フリーのシナリオライターとして活動しています
「クリスマスだ、クリスマスだ!」
 そう言いながら、リビングルームをクリスマスパーティー用に飾り付けるのは、まだ小学4年生の私の従姉妹。
 高校2年生の私の眼には、彼女は眩しく映る。
 純粋で素直で、可愛い。
 見ていると顔がニヤけてしまう。
 お互い一人っこで、家が隣同士のせいか、私達はまるで実の姉妹のように接してきた。
 クリスマスである今日、お互いの両親は仕事で夕方まで帰って来ない。
 その間に、私と彼女の二人で、リビングルームをクリスマスパーティー用に飾り付けることにした。

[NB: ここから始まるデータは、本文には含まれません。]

Issue #144, opened 2022-06-21
SMTP authentication failure when the app sends emails for account confirmation etc.


tom93:
**Status:** A temporary fix has been implemented and deployed.

A user has reported that sign up form no longer works (it produces a generic error message).

The following extract from *log/production.log* shows it is due to an SMTP authentication failure when sending the confirmation email from our @gmail.com account:

```
Net::SMTPAuthenticationError (535-5.7.8 Username and Password not accepted. Learn more at
):
  app/controllers/accounts/registrations_controller.rb:6:in `create'
  lib/rack/response_timer.rb:12:in `_call'
  lib/rack/response_timer.rb:7:in `call'
```

(The SMTP response is cut off, but apparently just links to https://support.google.com/mail/?p=BadCredentials which isn't very helpful.)

The problem is that Google recently stopped allowing username-and-password authentication for third-party apps (the "Allow less secure apps" option):

> To help keep your account secure, from May 30, 2022, Google no longer supports the use of third-party apps or devices which ask you to sign in to your Google Account using only your username and password.  
> —https://support.google.com/accounts/answer/6010255

I implemented and deployed a temporary workaround in the branch 'hotfix-email' ([commits](https://github.com/NZOI/nztrain/compare/743679784bebc5bc2a37e7e10d83bef6d033395d...a54b2ca6a61344cfe30c79893ed678c72efb3eb9)). The workaround is to write the emails to a file and ask users to contact us so we can manually send them the confirmation link.

To fix this properly we plan to enable 2-step verification for the app's Gmail account, which makes it possible to generate an app-specific password (https://support.google.com/accounts/answer/185833). Authentication using an app-specific password is still supported. This process is currently delayed because the account's recovery details need to be updated, and [this can take a week](https://support.google.com/accounts/answer/3463280).

Another approach is to switch to OAuth for authentication, but that's complicated.

tom93:
Status update:
We are still working on enabling 2-step verification.
Meanwhile, I implemented an improved version of the temporary workaround in #145 (not deployed yet).

tom93:
This has now been fixed properly by enabling 2-step verification and generating an app-specific password.
I reverted the temporary workarounds and verified that mail delivery works.

PR #145, opened 2022-06-23
Hotfix: Deliver emails to a Discord channel using a webhook

tom93:
Improved workaround for #144.

I deployed the initial workaround directly (branch 'hotfix-email', [commits](https://github.com/NZOI/nztrain/compare/743679784bebc5bc2a37e7e10d83bef6d033395d...a54b2ca6a61344cfe30c79893ed678c72efb3eb9)), but I decided to use a pull request for this improved version to give people a chance to comment, because it's a larger change and the initial workaround has bought us time.

I intend to deploy this in ~24 hours if there are no objections.

We are pretty close to enabling 2-step verification (need the right people to be online at the same time), so we could just wait a bit and not deploy this workaround.

Another option is to keep the initial workaround (file delivery) but change the instructions in the web interface to only ask students to contact staff if they don't get the email within a day (currently the instructions ask students to contact staff unconditionally). I'm happy to check the mail directory on the server at least once a day, so we can still get a reasonable response time without using Discord and without asking the students to send us an email.

---

Commit message:

> Deliver emails to a Discord channel using a webhook
> 
> This is nicer than writing the emails as files because we can receive
> notifications from Discord (so students shouldn't need to send us a
> request) and because staff will be able to view and forward the emails
> without requiring SSH access to the server.
> 
> The webhook URL can be created in Discord by opening the Server
> Settings then the Integrations tab:
> https://support.discord.com/hc/en-us/articles/228383668-Intro-to-Webhooks
> 
> This URL needs to be set in the web app using admin > settings > New
> *before* this commit is deployed. The key is "system/mailer/webhook"
> and the value is the webhook URL.
> 
> This commit also updates the messages in the interface to only ask
> students to contact staff if they don't get the email within a day.
> 
> ...

Here is a sample message:

> To: example@example.com
> Subject: Confirmation instructions
> 
> Welcome example@example.com!
> 
> You can confirm your account email through the link below:
> 
> Confirm my account: http://train.nzoi.org.nz/accounts/confirmation?confirmation_token=xxx
> .

The idea is that the staff on Discord will be notified and will manually email this message.

You can see my development history (bugfixing) in branch 'tom93/hotfix-email-v2-history' ([commits](https://github.com/NZOI/nztrain/compare/a54b2ca6a61344cfe30c79893ed678c72efb3eb9...da7af74681a9772702abedfc8ed279541658c8f3)).

### DIFF
--- a/lib/webhook_mail_delivery.rb
+++ b/lib/webhook_mail_delivery.rb
@@ -1,0 +1,60 @@
+require 'uri'
+require 'net/http'
+require 'nokogiri'
+
+# WebhookMailDelivery posts emails using a webhook, e.g. to a Discord channel.
+#
+# It allows staff to then manually send the email, which is useful when regular
+# delivery using SMTP is broken.
+#
+# Special characters in the message are backslash-escaped (this is suitable for
+# destinations that render using Markdown-like syntax, such as Discord).
+class WebhookMailDelivery
+  attr_accessor :settings
+
+  def initialize(values)
+    self.settings = values
+  end
+
+  def deliver!(mail)
+    body_html = mail.body.decoded
+    body_text = html_to_plain_text(body_html)
+    body_text = body_text.rstrip + "\n.\n" # add a visual separator between messages
+    body_escaped = escape_message_for_markdown(body_text)
+    post_webhook "To: #{mail.to.join(' ')}\nSubject: #{mail.subject}\n\n#{body_escaped}"
+  end
+
+  def html_to_plain_text(html)
+    # convert links to plain text
+    # e.g. '<a href="https://...">Click here</a>' becomes 'Click here: https://...'
+    html = html.gsub(/<a href="([^"]*)">([^<]*)<\/a>/, '\2: \1')
+    # strip remaining HTML tags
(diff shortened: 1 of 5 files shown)


lib/webhook_mail_delivery.rb
```diff
@@ -0,0 +1,60 @@
...
+    Nokogiri::HTML(html).text
+  end
+
+  def escape_message_for_markdown(text)
+    # replace non-ASCII characters with "?"
+    text = text.encode('ascii', :undef => :replace, :invalid => :replace)
+    # replace control characters (other than newline, \x0A) with "?"
+    text = text.gsub(/[\x00-\x09\x0B-\x1F\x7F]/, '?')
+    # backslash-escape all characters except those known to be safe (very conservative)
+    text = text.gsub(/[^A-Za-z0-9_ \n]/) {|s| '\\' + s}
```
tom93, line 41: This should have been

```
     text = text.gsub(/[^A-Za-z0-9 \n]/) {|s| '\\' + s}
```

because underscores need to be escaped (done commit db3bab51fa734586092233ed5f134909559182f1).

PR #146, opened 2023-01-11
Give group members access to scoreboard

puqeko:
It was discussed at the AGM that it would be motivating for the training squad to see the progress of their pairs. Admins have access to a scoreboard which offers exactly this. This pull request seeks to give group members permission to see the group scoreboard.

* These changes are untested (I don't have a VM setup to do that).
* This means all members of a group can see the progress of all other members in that group. This would apply to all groups.

Would be grateful if someone could please review this.

### DIFF
--- a/app/controllers/groups_controller.rb
+++ b/app/controllers/groups_controller.rb
@@ -73,8 +73,8 @@ class GroupsController < ApplicationController
       format.html { render :layout => "group" }
     end
   end
-  
-  def info 
+
+  def info
     @group = Group.find(params[:id])
     authorize @group, :show?
     respond_to do |format|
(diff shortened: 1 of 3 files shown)


tom93 (approved):
Hi @puqeko!

I tested and pushed some changes. Approving, but I'd like to review & merge #142 first (since it has already been deployed).

Regarding the submission counts, I agree with hiding them on the group scoreboards for non-admins. I note that the *contest* scoreboards show submission counts to everyone, but I think the privacy expectations are different when practising as opposed to competing.

Additionally, the group scoreboard has a subtle feature that indicates whether a user has every viewed each problem. I think it is privacy-intrusive to show this information to other group members, so I went ahead and pushed a commit that disables this feature for non-admins (all cells are displayed as if the user viewed the problem).

For merging, I suggest squash-and-merge with the following commit message:

```
Give group members access to group scoreboard
```

```
The group scoreboard page shows the scores of members on all the
problems in the group. Previously it was only visible to admins. This
commit gives group members access to this page because we hope it
would be motivating for students to see the progress of their peers.

The group scoreboard has a subtle feature where a completely blank
cell indicates that the user has never viewed the problem. This commit
disables this feature for non-admins, to give users some privacy from
other group members.

This commit also hides the submission counts when the group scoreboard
is viewed by a non-admin, again to give some privacy. (The existing
contest scoreboards show the submission counts, but the privacy
expectations may be different when practising as opposed to
competing.)

Co-authored-by: puqeko <puqeko@gmail.com>
Co-authored-by: Tom Levy <tomlevy93@gmail.com>
```

PR #149, opened 2023-02-07
Upgrade rmagick

bagedevimo:
This newer version workers with older system libraries (as far as I can tell) and workers with new ruby / rails versions so is a requirement for eventually upgrading Rails

### DIFF
--- a/Gemfile
+++ b/Gemfile
@@ -24,7 +24,6 @@ gem 'forem-redcarpet', github: 'NZOI/forem-redcarpet'
 
 gem "nokogiri", '~> 1.10.8'
 gem 'redcarpet'
-#gem 'rmagick', '2.13.2'
 gem 'rmagick'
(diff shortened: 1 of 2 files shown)


tom93:
Haven't tested yet, but here is a suggested commit message (spelling):

```
Upgrade rmagick
```

```
This newer version works with older system libraries (as far as I can
tell) and works with new Ruby / Rails versions so is a requirement for
eventually upgrading Rails.
```

bagedevimo:
rebased and fixed up the commit as you suggested, thanks

tom93 (approved):
Approved (but merge #163 first).
I (re-)pushed a small fix to remove an old commented-out version in Gemfile.

GitHub's squash-and-merge doesn't support the "fixup!" notation, so the commit message will have to be cleaned up manually.

PR #150, opened 2023-02-07
Draft: Create rubyonrails.yml

bagedevimo:


tom93:
We are considering to remove maxmind, see #108.

bagedevimo:
> We are considering to remove maxmind, see #108.

I love the idea of dropping it but I'm going to try get this working with as fewer code changes as possible, because then I can be more confident about future changes like dropping maxmind knowing that CI has my back :)

tom93:
> I love the idea of dropping it but I'm going to try get this working with
> as fewer code changes as possible, because then I can be more confident
> about future changes like dropping maxmind knowing that CI has my back :)
>
Okay, but beware that maxmind is currently broken (breaks sign up form --
see linked issue; CI should still pass because the specs don't cover
that...)

Also, see #82 for an earlier PR for using GitHub Actions (I haven't
reviewed it yet).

「お父さんとお母さん、おっきなケーキ、買ってきてくれるかなぁ?」
「そうね。それにウチの父さんと母さんも買ってくるでしょうから、いっぱいケーキが食べれるわね」
「わーい! 嬉しいな♪」
 そう言って満面の笑みを浮かべる彼女は、本当に可愛い。
 私が男の子だったら、絶対に放っておかないだろう。
 …まあ実際、彼女に声をかけてくる男の子はいるみたいだけど。
「ねぇ、おねえちゃんの欲しい物ってなに?」
 クリスマスツリーに飾りつけながら、ふと真剣な声で尋ねられて、ちょっとビックリ。
「んっん~。まあ何でもいっかな?」
 本音を言えば、最新型の携帯電話とかパソコンとか欲しいけど、小学生に言うには現実味がありすぎる。
「アンタこそ、何が欲しいの?」
 逆に私が尋ねると、くるっと振り返ってきた。
 その顔はあまり見たことのない真剣な表情で、何か高い物でも言われるのかと思った。
 けれど彼女は飾り付ける手を止め、私の元へやって来た。
 だからいつものように、しゃがんで両手を広げて、抱き締めてあげる。
 このコが近付いて来た時には、こうやって抱き締めるのがクセみたいになっていた。
 彼女は私の首に手を回して、ぎゅっとしがみついてくる。
「あたし、ずっと欲しい物があるんだ」
「うっうん…。それ、おじさんとおばさんに言ったの?」
「ううん。だってお父さんとお母さんじゃ、ムリだから」
 稼いでいる二人がダメとなると…何だろう?
 まさか二次元の物とか?
 いやいや、今時のコはそこまで夢見がちではないだろう。
 それに彼女だってほんわかしているけれど、世の中の厳しさは分かっている。
 時々、私よりも大人びたことを言うし…。
「あたし、ね」
 顔を上げた彼女の顔は、僅かに赤く染まっていた。
「おねえちゃんが欲しい」
「…えっと、流石にそれは厳しいわね」
 彼女は先に産まれてしまっているから、後から産まれるのは弟か妹しかない。
「やっぱり、ダメ?」
「ダメってことじゃないけど…。えっと、ホラ。年上の血の繋がった女性なら、私がいるから、それで我慢してくれない?」
 妥協案を口にしてみると、彼女は首をかくっと横にする。
 …まあ安い妥協案だよね。
 言っている私でさえ、そう思う。
「ん~。それって、どういう意味?」
「えっ? だからホラ、姉が欲しくても、あなたが先に産まれちゃっているから…」
「ああ、そういう意味だったんだ」
 えっ? 違ったんだろうか?
「あたしが欲しいのは、姉じゃなくて、おねえちゃん自身なの」
 そう言って、彼女は小さな唇を私の唇と合わせた。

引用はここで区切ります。